La densità della parola di Henrik Ibsen è pienamente intercettata nella struttura e nel ritmo dall’allestimento di Thomas Ostermeier, in cui spiccano celebri attori tedeschi fra cui Angela Winkler e Josef Bierbichler. Tanto nel testo, quanto nello spettacolo, è la parola a creare personaggi e ambienti, a stabilire relazioni: mai evocativa né fluida, si presenta in scena in tutta la sua solidità, protagonista assoluta della vicenda. Di più, la rarefazione delle azioni, i movimenti minimali e il grande spazio in cui si muove il testo, creano una corrispondenza duplice fra la scrittura di Ibsen e il lavoro del regista tedesco:  il carattere “espositivo” di questo allestimento si può considerare anche come una presa di posizione nettissima nei confronti della vicenda rappresentata. La scena svuotata, i movimenti ridotti all’osso, la fissità espressiva, il temperamento “esecutivo” dei personaggi, danno luogo proprio a quello di cui i Borkman hanno più paura, cioè il fatto di essere mostrati. Intrappolati fra le mura di casa e quelle, ben più invalicabili, della loro mente, un po’ per obbligo e un po’ per scelta, i Borkman affrontano una sorta di esilio, da quando è uscito di prigione John Gabriel, ex banchiere condannato per una truffa che ha provocato il tracollo dei suoi clienti. Gunhild, sua moglie, e la sorella Ella, che un tempo si contesero l’amore per l’uomo, ora si trovano a lottare per quello di Erhart, figlio dei Borkman. La vergogna e l’ossessione di rivalsa sono la danza di morte – anche suonata al pianoforte, a un certo punto – che coinvolge tutti e tre i personaggi: le sorelle sorprese da una mania quasi edipica per il figlio-nipote, John Gabriel esasperato nella possibilità di un riscatto sociale. Ed è proprio contro tutto questo che si muove il raffinato allestimento di Ostermeier, esponendo in una regia praticamente “esecutiva” le debolezze dei suoi protagonisti, in una dilatazione verbale impegnativa (che va riaddomesticata, dopo tanti sketch mordiefuggi cinematografici e televisivi) e in un delicatissimo lavoro sulla modulazione delle distanze fra i personaggi.

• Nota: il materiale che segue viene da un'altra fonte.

PR #4188, opened 2022-02-18
[#5404] apps/organisations: make organisation slugs editable in django-form

sabinammm:
[](https://taiga.liqd.net/)#5404
[mB] make Organisation and project URLs changeable via django


meinberlin/apps/organisations/forms.py
```diff
@@ -24,6 +24,7 @@ class Meta:
         }
 
     def clean(self):
+        self._validate_unique = True
```
fuzzylogic2000, line 27: @sabinammm That was hard to find. Here in mB we use this form in the django-admin to validate the groups. In the clean-method of django, the cleaned_data is returned as well, but first, it's validated that the fields are unique. https://github.com/django/django/blob/7c318a8bdd66f8c5241864c9970dddb525d0ca4c/django/forms/models.py#L432 I added that to our method overwriting the clean-method as well.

Il ritorno sistematico del regista tedesco, affermatosi giovanissimo fra i maestri del teatro internazionale, alla drammaturgia ibseniana può essere indice di un pericoloso avvicinamento del tutto attuale a quella società dedita rovinosamente all’apparenza, ritratta dall’autore norvegese quasi centocinquant’anni fa. Lo spettacolo è immerso in arcipelaghi di nuvole spesse, quasi nebbie solide, sempre sullo sfondo e che, di frequente, invadono la scena per arrivare, addirittura, a divorare le prime file della platea. È un’inconsistenza minacciosa che mette in relazione la borghesia delirante di fine Ottocento con gli eccessi attuali, ed è davvero inquietante, infine, uscire dal teatro con un dubbio che confonde spettacolo e realtà. Ostermeier, in tutta la sua cura per la parola ibseniana, ha disegnato un Borkman sospeso fra un senso di umanità che è possibile comprendere (e, forse, invidiare) e i crimini – sociali, personali, ideali – ingiustificabili che, mano a mano, emergono nello sviluppo della vicenda, in una spirale di violenza ed egoismo che sembra inarrestabile e si concluderà solo con la sua morte. Viene da interrogarsi sulla possibilità che il protagonista dello spettacolo, per la maggior parte del tempo fuori scena, sia davvero un criminale da denunciare o un piccolo uomo coraggioso che ha tentato la fortuna. Immedesimazione e critica, comprensione e riscatto: un dondolarsi atroce e senza risoluzione fra gli opposti (e tutto il grigio che vi esiste in mezzo) è la provocazione di questo spettacolo che, spostando continuamente il limite del senso di giustizia, mostra come una certa Totentanz tutta occidentale fra denaro, delirio di onnipotenza e vocazione distruttiva possa continuare, dopo più di un secolo, a risuonare con forza per le strade d’Europa e non solo.